Dispensasi menikah merupakan pengecualian yang diberikan oleh negara hanya dalam keadaan mendesak tertentu untuk membolehkan anak di bawah umur menikah, sesuai dengan amandemen UU Perkawinan tahun 2019.
Untuk itu, Ainun mendesak pemerintah tidak hanya memperkuat upaya preventif, namun juga menyiapkan program yang bertujuan untuk memerangi dampak negatif terhadap pengantin anak yang sering dikaitkan dengan pernikahan dini.
“Pemerintah harus memastikan bahwa mereka terus memiliki akses terhadap sekolah, layanan kesehatan untuk ibu dan anak perempuan… serta pelatihan kerja,” katanya.

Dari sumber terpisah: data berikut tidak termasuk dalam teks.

PR #2595, opened 2024-03-28
Allow for force unwrapping

muellerzr:
# What does this PR do?

There are cases when we need to unwrap *far more* than just what is done natively in Accelerate, such as when we have TPUs/SPMD.

This PR expands `extract_model_from_parallel` to support situations such as using XLA's `FSDPv2`.

Alternative to https://github.com/huggingface/transformers/pull/29780, which we can upstream to transformers by just using `recursive=True`

## Before submitting
      Pull Request section?
      to it if that's the case.

## Who can review?

@SunMarc @shub-kris 

We can't test it on TPUs since we don't have our runners, but @shub-kris tested this himself :)

### DIFF
--- a/src/accelerate/utils/other.py
+++ b/src/accelerate/utils/other.py
@@ -90,7 +90,7 @@ def extract_model_from_parallel(model, keep_fp32_wrapper: bool = True, recursive
         model = model.module
 
     if recursive:
-
+        # This is needed in cases such as using FSDPv2 on XLA
         def _recursive_unwrap(module):
             if hasattr(module, "module"):
                 unwrapped_module = _recursive_unwrap(module.module)
--- a/src/accelerate/utils/other.py
+++ b/src/accelerate/utils/other.py
@@ -53,7 +53,7 @@ def is_compiled_module(module):
     return isinstance(module, torch._dynamo.eval_frame.OptimizedModule)
 
 
-def extract_model_from_parallel(model, keep_fp32_wrapper: bool = True):
+def extract_model_from_parallel(model, keep_fp32_wrapper: bool = True, recursive: bool = False):
     """
     Extract a model from its distributed containers.
 
@@ -62,6 +62,9 @@ def extract_model_from_parallel(model, keep_fp32_wrapper: bool = True):
             The model to extract.
         keep_fp32_wrapper (`bool`, *optional*):
             Whether to remove mixed precision hooks from the model.
+        recursive (`bool`, *optional*, defaults to `False`):
+            Whether to recursively extract all cases of `module.module` from `model` as well as unwrap child sublayers
+            recursively, not just the top-level distributed containers.
 
     Returns:
         `torch.nn.Module`: The extracted model.
@@ -85,6 +88,21 @@ def extract_model_from_parallel(model, keep_fp32_wrapper: bool = True):
 
     while isinstance(model, options):
         model = model.module
+
+    if recursive:
+
+        def _recursive_unwrap(module):
+            if hasattr(module, "module"):
+                unwrapped_module = _recursive_unwrap(module.module)
+            else:
+                unwrapped_module = module
+            # Next unwrap child sublayers recursively
+            for name, child in unwrapped_module.named_children():
+                setattr(unwrapped_module, name, _recursive_unwrap(child))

Kementerian Pemberdayaan Perempuan dan Perlindungan Anak tidak dapat dihubungi untuk dimintai komentar, namun Menteri Bintang Puspayoga mengatakan pada bulan Januari bahwa pernikahan anak merugikan hak-hak anak di bawah umur, karena berkontribusi terhadap tingginya angka putus sekolah, kematian ibu, penyakit mental dan kekurangan gizi.